SYSTEM ARCHITECTURE:

Privacy-Preserving Location Sharing Services

MODULES

  • Mobile Users
  • Location Based Server (LBS)
  • User Query
  • Check authenticity
  • User privacy

MODULES DESCRIPTION:

MOBILE USERS

Consider N users who move in an area split into M discrete regions/locations. The mobility of each user u is a discrete-time Markov chain on the set of regions: The probability that user u, currently in region ri, will next visit region rj is denoted by pu(rj |ri). Let πu(ri) be the probability that user u is in region ri. Each user possesses a location-aware wireless device, capable of ad hoc device-to-device communication and of connecting to the wireless infrastructure (e.g., cellular and Wi-Fi networks). 
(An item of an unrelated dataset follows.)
PR #344, opened 2018-08-22
[MRG] bump version to release last fixes

massich:


massich:
@agramfort merge when green and let's see how much things we break when doing so!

LOCATION BASED SERVER (LBS)

As users move between regions, they leverage the infrastructure to submit local-search queries to LBS. The information that the LBS provides expires periodically, in the sense that it is no longer valid. Note that information expiration is not equivalent to the user accessing the LBS: A user accesses the LBS when her information has expired and she wishes to receive the most up-to-date version of it. 

USER QUERY

A seeker, essentially a user who does not have the sought information in her buffer, first broadcasts her query to her neighbors through the wireless ad hoc interface of the device. This a local query. Each user with valid information about a region is termed informed user for that region. Users interested in getting location-specific information about a region are called information seekers of that region.

CHECK AUTHENTICITY

The information the LBS provides is self-verifiable, i.e., users can verify the integrity and authenticity of the server responses. This can be done in different ways; in our system, the user device verifies a digital signature of the LBS on each reply by using the LBS provider’s public key. As a result, a compromised access point or mobile device cannot degrade the experience of users by altering replies or disseminating expired information.

 USER PRIVACY

In essence, a subset of users in every region has to contact the LBS to get the updated information, and the rest of the users benefit from the peer-to-peer collaboration. Intuitively, the higher the proportion of hidden user queries, the higher her location privacy is.

SYSTEM REQUIREMENTS:

HARDWARE REQUIREMENTS: 

  • System : Pentium Dual Core.
  • Hard Disk : 120 GB.
  • Monitor : 15’’ LED
  • Input Devices : Keyboard, Mouse
  • Ram : 1 GB

SOFTWARE REQUIREMENTS: 

  • Operating system : Windows 7.
  • Coding Language : Android,JAVA
  • Toolkit : Android 2.3 ABOVE
  • IDE :         Eclipse/Android Studio

REFERENCE:

Roman Schlegel, Member, IEEE, Chi-Yin Chow, Member, IEEE, Qiong Huang, Member, IEEE, and Duncan S. Wong, Member, IEEE, “Privacy-Preserving Location Sharing Services for Social Networks”, IEEE Transactions on Services Computing, 2016.